How do realtime APIs help? Consider an application which is meant to keep end-users updated with train arrival times, subject to change (as the city dwellers amongst us know), at any moment. Using pull-based protocols, those wanting to receive the information will need to poll the provider’s endpoint every few seconds for current information, with obvious impacts on server load as well as usability.

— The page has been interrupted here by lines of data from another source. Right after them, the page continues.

PR #1551, opened 2026-04-14
feat: add PolicySettings presentation component for time-off policy creation

krisxcrash:
## Summary
- Adds `PolicySettingsPresentation` component for the time-off policy settings screen (SDK-577)
- Implements toggle-controlled number input fields for accrual maximum, balance maximum, carry over limit, waiting period, and payout on dismissal
- Includes SCSS module with CSS grid layout, scoped theme variable overrides, and responsive toggle alignment
- Adds i18n translations matching Figma design specs
- Includes Storybook stories for hours_worked, fixed, and edit mode variants
- Exports new component and types from the UNSTABLE_TimeOff barrel

## Test plan
- [x] Verify Storybook renders correctly for all three story variants (HoursWorkedVariant, FixedVariant, EditMode)
- [x] Confirm toggle interactions enable/disable corresponding input fields
- [x] Verify form submission passes correct data via onContinue callback
- [x] Visual comparison against Figma design for layout, spacing, and colors
- [x] Unit tests will follow in a separate PR

Resolves SDK-577 (presentation layer only — wiring/functionality is a follow-up)


src/components/UNSTABLE_TimeOff/PolicySettings/PolicySettings.module.scss
```diff
@@ -0,0 +1,21 @@
...
+
+.divider {
+  border: none;
+  border-top: 1px solid var(--g-inputBorderColor);
+  margin: toRem(4) 0;
+}
+
+.settingField :global(.react-aria-NumberField) {
+  max-width: toRem(200);
+}
```
serikjensen: Nit: why do we need this aria numberfield style selector? NumberField should already take up the width of the container

additionally, this style would break for component adapters if we are relying on setting the style on the react aria input since partners may not be using that.

all field components should just be assumed to take up the width of the container and then we should be able to size the container for layout

serikjensen (approved):

serikjensen (approved):

PR #1559, opened 2026-04-14
feat: wire PolicySettings into TimeOff state machine (SDK-579)

krisxcrash:
## Summary

- **Wire PolicySettings container**: Replace the stub with a full container component that fetches policy data via `useTimeOffPoliciesGetSuspense`, maps API fields to form defaults and back, handles the "unlimited skip" logic (auto-advances past the screen), and emits state machine events on save/back/error.
- **Add BACK transition**: New `TIME_OFF_POLICY_SETTINGS_BACK` event and state machine transition to navigate from PolicySettings back to PolicyDetailsForm cleanly.
- **Fix silent form validation on PolicyConfigurationForm**: Added `errorMessage` props to all required fields so users see validation feedback when submitting with empty fields (previously "nothing happened" on submit).

## Test plan

- [x] All 28 existing PolicyConfigurationForm tests pass
- [x] New state machine test for BACK transition passes
- [x] New PolicySettings container unit tests added (API calls, event emission, unlimited skip, field mapping)
- [x] Formatting, linting, and TypeScript checks pass
- [x] Verify in Storybook: PolicyConfigurationForm shows validation errors on empty submit
- [x] Verify in Storybook: PolicySettings renders correctly for hours_worked and fixed variants


src/components/UNSTABLE_TimeOff/PolicySettings/PolicySettings.tsx
```diff
@@ -8,32 +16,138 @@ export interface PolicySettingsProps extends BaseComponentInterface {
...
+
+    void updateTimeOffPolicy({
+      request: {
+        timeOffPolicyUuid: policyId,
+        requestBody: { complete: true, version },
+      },
+    }).then(() => {
+      onEvent(componentEvents.TIME_OFF_POLICY_SETTINGS_DONE)
+    })
+  }, [accrualCategory, onEvent, policyId, updateTimeOffPolicy, version])
```
serikjensen: I think we need to rework this. Running it through an effect is going to be brittle. Also we need to wrap things like this in base submit handler so that we can get proper error handling.

Let's chat about it when you get back from OOO

serikjensen (changes requested):

src/components/UNSTABLE_TimeOff/PolicySettings/PolicySettings.tsx
```diff
@@ -8,32 +16,117 @@ export interface PolicySettingsProps extends BaseComponentInterface {
...
+
+        onEvent(componentEvents.TIME_OFF_POLICY_SETTINGS_DONE)
+      })
+    },
+    [baseSubmitHandler, onEvent, policyId, updateTimeOffPolicy, version],
+  )
+
+  const handleBack = useCallback(() => {
+    onEvent(componentEvents.TIME_OFF_POLICY_SETTINGS_BACK)
+  }, [onEvent])
```
serikjensen: Nit: i don't know that these useCallbacks are actually getting us much here since onEvent is not memoized

src/components/UNSTABLE_TimeOff/PolicySettings/PolicySettings.tsx
```diff
@@ -8,32 +16,117 @@ export interface PolicySettingsProps extends BaseComponentInterface {
...
+    async (data: PolicySettingsFormData) => {
+      await baseSubmitHandler(data, async () => {
+        await updateTimeOffPolicy({
+          request: {
+            timeOffPolicyUuid: policyId,
+            requestBody: buildUpdateRequestBody(data, version),
+          },
+        })
+
+        onEvent(componentEvents.TIME_OFF_POLICY_SETTINGS_DONE)
```
serikjensen: I think we should update this with the result of updateTimeOffPolicy for the event. ex. do


```suggestion
        const result = await updateTimeOffPolicy({
          request: {
            timeOffPolicyUuid: policyId,
            requestBody: buildUpdateRequestBody(data, version),
          },
        })

        onEvent(componentEvents.TIME_OFF_POLICY_SETTINGS_DONE, result.data)
```

i put result.data here, but it's really whatever the inner value of the api result is. The top level result will include things like httpMeta etc for the http call. We want to provide the partner with the data response from the api endpoint. So if you log that result, whatever entry contains the response for updating time off policy is what you want to use here. Lmk if that makes sense!

serikjensen:
** lines 100–102** — Two non-null assertions that could silently throw a runtime `TypeError`:

```ts
const policy = policyResponse.timeOffPolicy!
const version = policy.version!
```

Suspense only catches thrown promises/errors — it won't protect against a successful API response that returns `null` for either field. `version` is especially risky since it feeds directly into the optimistic concurrency check on the PUT; sending `undefined` there would likely produce a confusing API rejection rather than a clear error.

Suggested fix:
```ts
const policy = policyResponse.timeOffPolicy
if (!policy) throw new Error('Unexpected response: missing timeOffPolicy')
const version = policy.version ?? ''
// or throw if version is missing, since the PUT will fail without it:
// if (!policy.version) throw new Error('Missing version — cannot safely update policy')
```

*(Claude)*

serikjensen (approved):

PR #1575, opened 2026-04-16
feat: merge sdk-app and prototype-app

aaronlee777:
## Summary

Merges the separate `prototype-app` into `sdk-app` as a dual-mode application. The sdk-app now supports two modes — **Preview** (existing SDK component browser) and **Design** (prototype sandbox for designing new UI components with the SDK component library) — sharing one data source and configuration. The `prototype-app/` directory is removed entirely.

## Changes

- Added URL-based mode switching (`/design/*` routes) with a Preview/Design toggle in the TopBar
- Moved prototype code (component showcase, contractor profile) to `sdk-app/src/design/`
- Created `DesignLayout` wrapper that provides `GustoProvider` for design routes
- Restyled TopBar to white background with only title + mode switcher
- Added Footer bar for environment badges (API, SDK, demo type), company name, token status, and Settings button
- Mode-aware Sidebar that shows SDK components in Preview and prototypes in Design
- Replaced text arrow (`▾`) with SVG `CaretRightIcon` in sidebar
- Deleted `prototype-app/` directory and all duplicated configuration
- Added breakpoint switcher toggle (fixed bottom-right in Design mode) to preview components at Phone (375px), Small (640px), Medium (768px), Large (1024px), and Full width — aligned with SDK `BREAKPOINTS_VALUES` from `src/shared/constants`
- Fixed stale company name display in TopBar when switching company IDs

## Related

- Builds on the contractor management prototype work from earlier commits on this branch

## Testing

- `npm run sdk-app` and verify:
  - Preview mode (`/`): SDK component browser works as before
  - Design mode (`/design`): Shows prototype grid, component showcase, and contractor profile
  - Mode switcher toggles between modes
  - Footer shows environment badges, company name, token status
  - Settings panel opens from Footer in both modes
  - Sidebar updates items based on current mode
  - Breakpoint switcher in Design mode resizes the content container across all preset widths

---


prototype-app/scripts/start.ts
```diff
@@ -0,0 +1,142 @@
...
+
+  child.on('exit', code => {
+    process.exit(code ?? 0)
+  })
+}
+
+main().catch((err: unknown) => {
+  console.error('Fatal error:', err)
+  process.exit(1)
+})
```
serikjensen: So my overall inclination here is that if we are going to go this route with live data we might consider just creating a designer mode in SDK app that can pull in your prototypes. You could have it be a toggle up top or just have a prototypes section at the bottom of the side bar

I know claude makes it cheap to spin up apps like this, but i worry about the amount of codebase bloat we are going to accumulate trying to have two distinct custom apps in our repository

It's also twice the maintenance overhead etc

If we must have them be separate apps and we can't consolidate to a single development app, i would recommend having claude at a _minimum_ consolidate the start scripts so we are only doing this setup once in sdk rather than multiple times

prototype-app/src/useDemoManager.ts
```diff
@@ -0,0 +1,63 @@
...
+    return () => {
+      clearInterval(pollRef.current)
+    }
+  }, [checkTokenHealth])
+
+  return {
+    ...state,
+    checkTokenHealth,
+  }
+}
```
serikjensen: same here, we should have this consolidated in central utilities, but my overall rec is for you to just have the protoypes running in SDK app so we don't have to duplicate this infrastructure all over the place.

prototype-app/vite.config.ts
```diff
@@ -1,22 +1,96 @@
...
+      },
+    },
+    css: {
+      preprocessorOptions: scssPreprocessorOptions,
+    },
+    server: {
+      port: 5300,
+      strictPort: false,
+      open: true,
+      proxy: proxyConfig,
```
serikjensen: More config boilerplate we're not going to want to duplicate

serikjensen (changes requested):
So left context in the comments, but i think we need to eithere

* Update to have the sdk-app have a design mode and it can have your prototypes (recommended)

_or_

* find a way to consolidate all the boilerplate for spinning up the application such that we have confidence they won't get out of sync

i'd recommend the first path to avoid the bloat of having two applications with basically identical infrastructure in the codebase

aaronlee777:
@serikjensen I am in full agreement with all of your feedback.

sdk-app/src/design/useCompanyName.ts
```diff
@@ -0,0 +1,18 @@
+import { useState, useEffect } from 'react'
+
+export function useCompanyName(companyId: string) {
+  const [name, setName] = useState<string>('')
+
+  useEffect(() => {
+    if (!companyId) return
+
+    fetch(`/api/v1/companies/${companyId}`, { signal: AbortSignal.timeout(10000) })
```
serikjensen, line 10: You should be able to just have claude use the @gusto/embedded-api package instead of needing to call fetch directly

serikjensen (approved):
One comment recommending to use embedded api, but overall this looks good!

Leave it too long and you risk missing information on a train arriving at a different platform, and have the end user miss the train:
Make it too short, and you’re using a lot of bandwidth making requests for unchanged information, with each message also having a fairly large overhead:
What can we do about it? We can recommend data be provided using push-based systems, to lighten the engineering load both for producers, who only need to provide the initial connection point, and for subscribers, who no longer need to worry about intermittently polling the provider’s endpoint. The result is instantaneous updates and far lower bandwidth costs.

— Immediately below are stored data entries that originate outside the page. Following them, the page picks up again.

PR #1576, opened 2026-04-16
feat: employee home address management and dashboard integration

dmortal:
## Summary

Adds the **Employee.HomeAddress.Management** experience: manage current home address, show pending future-dated changes, browse and edit or delete historical addresses, and add new addresses with an effective date. Extends **`useHomeAddressForm`** so management flows can force create vs update, target a specific address row, and control default values. Wires the employee dashboard state machine to this component and emits home-address lifecycle events (created, updated, deleted).

## Changes

- New management UI (`HomeAddress`, `HomeAddressView`) with modals, history table, and pending-address handling; helpers for pending future address selection.
- **`useHomeAddressForm`** enhancements for submission mode, empty vs current defaults, and update-by-UUID; partner hook field tweaks where needed for modals.
- Dashboard and exports/registry updates so partners can render the component from embedded flows; new i18n namespace and event constants.
- Vitest coverage for the management component (MSW-backed) and pending-address helpers; Employee list folder naming alignment.

## Testing

- `npm run test -- --run src/components/Employee/HomeAddress/management/HomeAddress.test.tsx`
- `npm run test -- --run src/components/Employee/HomeAddress/management/getPendingFutureHomeAddress.test.ts`
- Both commands pass locally.
- Manual: run `npm run sdk-app` and exercise the employee home address management entry from the dashboard.


src/components/Employee/Profile/shared/useHomeAddressForm/useHomeAddressForm.tsx
```diff
@@ -50,11 +50,44 @@ export interface UseHomeAddressFormProps {
...
+  /**
+   * When set with `submissionMode: 'alwaysUpdate'`, the form defaults and PUT target the home address with this UUID
+   * (e.g. editing a row from address history). When omitted, the active address is used.
+   */
+  updateTargetUuid?: string
+  /**
+   * Increment when opening a create/edit modal so the form resets even when the target address and
+   * default field values match the previous open (e.g. reopening the same row after cancel).
+   */
+  formSessionId?: number
```
serikjensen: I would leave the same comment here as i did on the work address https://github.com/Gusto/embedded-react-sdk/pull/1576

i think we can keep hooks simple by having the `homeAddressId` present, that will determine if it is in create/update mode, it'll also set the default values for the home address when present. We could create a convenience useActiveHomeAddressForm for profile that would get the active home address id by default and pass it to the hook.

That should allow us to remove these props.

I would also recommend using a `key` in the UI in order to handle the form reset/unmount the component vs. needing the formSessionId to be passed to the hook

src/components/Employee/HomeAddress/management/useHomeAddressManagement.tsx
```diff
@@ -0,0 +1,126 @@
...
+import { firstLastName } from '@/helpers/formattedStrings'
+import { SDKInternalError } from '@/types/sdkError'
+import { componentEvents, type EventType } from '@/shared/constants'
+
+export interface UseHomeAddressManagementParams {
+  employeeId: string
+  onEvent: OnEventType<EventType, unknown>
+}
+
+export interface UseHomeAddressManagementResult {
```
serikjensen: You _should_ now be able to extend BaseHookReady. it looks like we may need to add `actions` to that one as well since this looks like it has actions. We'd want to update to use the same interface to keep these consistent tho

Even if it's just meant to be internal it'd be nice to keep all the hooks interfaces standardized

src/components/Employee/Profile/shared/useHomeAddressForm/useHomeAddressForm.tsx
```diff
@@ -79,61 +85,89 @@ export interface UseHomeAddressFormReady extends BaseFormHookReady<
...
+      street2: fetchedHomeAddress?.street2 ?? partnerDefaults?.street2 ?? '',
+      city: fetchedHomeAddress?.city ?? partnerDefaults?.city ?? '',
+      state: fetchedHomeAddress?.state ?? partnerDefaults?.state ?? '',
+      zip: fetchedHomeAddress?.zip ?? partnerDefaults?.zip ?? '',
+      courtesyWithholding:
+        fetchedHomeAddress?.courtesyWithholding ?? partnerDefaults?.courtesyWithholding ?? false,
+      effectiveDate:
+        fetchedHomeAddress?.effectiveDate?.toString() ?? partnerDefaults?.effectiveDate ?? '',
+    }
+  }, [isCreateMode, fetchedHomeAddress, partnerDefaults])
```
serikjensen: Nit: feels like this change isn't needed yeah? we could just change the other to use fetchedHomeAddress instead of currentHomeAddress?

src/components/Employee/Profile/shared/useHomeAddressForm/useHomeAddressForm.tsx
```diff
@@ -79,61 +85,89 @@ export interface UseHomeAddressFormReady extends BaseFormHookReady<
...
 
   const formMethods = useForm<HomeAddressFormData, unknown, HomeAddressFormOutputs>({
     resolver: zodResolver(schema),
     mode: validationMode,
     shouldFocusError,
     defaultValues: resolvedDefaults,
     values: resolvedDefaults,
-    resetOptions: { keepDirtyValues: true },
+    resetOptions: { keepDirtyValues: false },
```
serikjensen: To my knowledge we need to keep this as true to make sure the form state for default values is correctly set up. This is because the form initializes before we have the default values sometimes

src/components/Employee/Profile/shared/useHomeAddressForm/useHomeAddressForm.tsx
```diff
@@ -79,61 +85,89 @@ export interface UseHomeAddressFormReady extends BaseFormHookReady<
...
+    resolvedDefaults.street2,
+    resolvedDefaults.city,
+    resolvedDefaults.state,
+    resolvedDefaults.zip,
+    resolvedDefaults.courtesyWithholding,
+    resolvedDefaults.effectiveDate,
+    formMethods,
+  ])
+  /* eslint-enable react-hooks/exhaustive-deps */
+
```
serikjensen: You should be able to get rid of this by having keepDirtyValues set to true above

src/components/Employee/HomeAddress/management/getPendingFutureHomeAddress.test.ts
```diff
@@ -0,0 +1,81 @@
...
+    expect(getPendingFutureHomeAddress(undefined)).toBeUndefined()
+    expect(getPendingFutureHomeAddress([])).toBeUndefined()
+  })
+
+  it('returns the earliest future inactive address', () => {
+    const now = new Date('2026-03-15T12:00:00')
+    const past = base({
+      uuid: '1',
+      active: false,
+      effectiveDate: '2026-01-01' as unknown as EmployeeAddress['effectiveDate'],
```
serikjensen: Nit: can we ask claude to fix the typing here?

serikjensen (approved):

Unlike pull systems, push bandwidth costs remain sustainable even when thousands of developers start using the data. For developers wishing to add realtime to their apps, look out for push-based APIs, such as WebSockets and MQTT, that allow for persistent, bidirectional connections. But while we are persuading data producers of the benefits of providing these, we can – up to an extent – stick with long-polling BUT optimize how we long-polling with maximal efficiency.
2. Data structures are fragmented
Developers looking for realtime updates have to spend a lot of time familiarizing themselves with each provider’s chosen protocol, be that HTTP or something like STOMP, working out its implementation, and how to convert this data into a unified format suited to a particular app or service. More widely though, and again using transport as an example, there is also a fundamental lack of standardization in the way transport providers structure their data. Some companies provide extended information – carriage formation, up-to-the-minute ETAs, and seat availability, others scrape by with the bare minimum of time and transport mode ID. A lack of standards across sectors mean developers wanting to expand the reach of their app (ie all developers) eventually come up against a host of additional problems to solve. With each new data structure developers need to work out which data corresponds to what, how to correlate similar data, in addition to allow for varying degrees of accuracy.
A good illustration of lack of cohesion is the variety of options for what has caused a disruption. GTFS Realtime includes twelve possible reasons for delays. NationalRail on Darwin however, has a whopping 496 options (I kid you not). If open data is to have a meaningful impact on different sectors, we recommend industry-wide agreements on what data to provide. For developers, in the meantime, it’s a matter of knowing how to sift through the sources.
3. Some data sets are more open than others
Most pull-based systems I’ve encountered don’t seem to be designed to handle large numbers of requests, which inherently reduce the value in the data as it becomes less accessible. Many transport data providers impose heavy rate limits and restrictions on data usage. For example, UK train operator NetworkRail has a limit of 500 people using their queues at any one time. TFL’s RESTful API is limited to 500 requests a minute. I think that public data providers need to impose generous limits. For developers, so as not to get caught out when your app scales, it’s a wise precaution to bear in mind that you will likely need higher loads than you are anticipating. Here and elsewhere, before you dive into building an app, it’s best to read the smallprint around your chosen data source, gauging how it fits in both with other data sources, and your use case.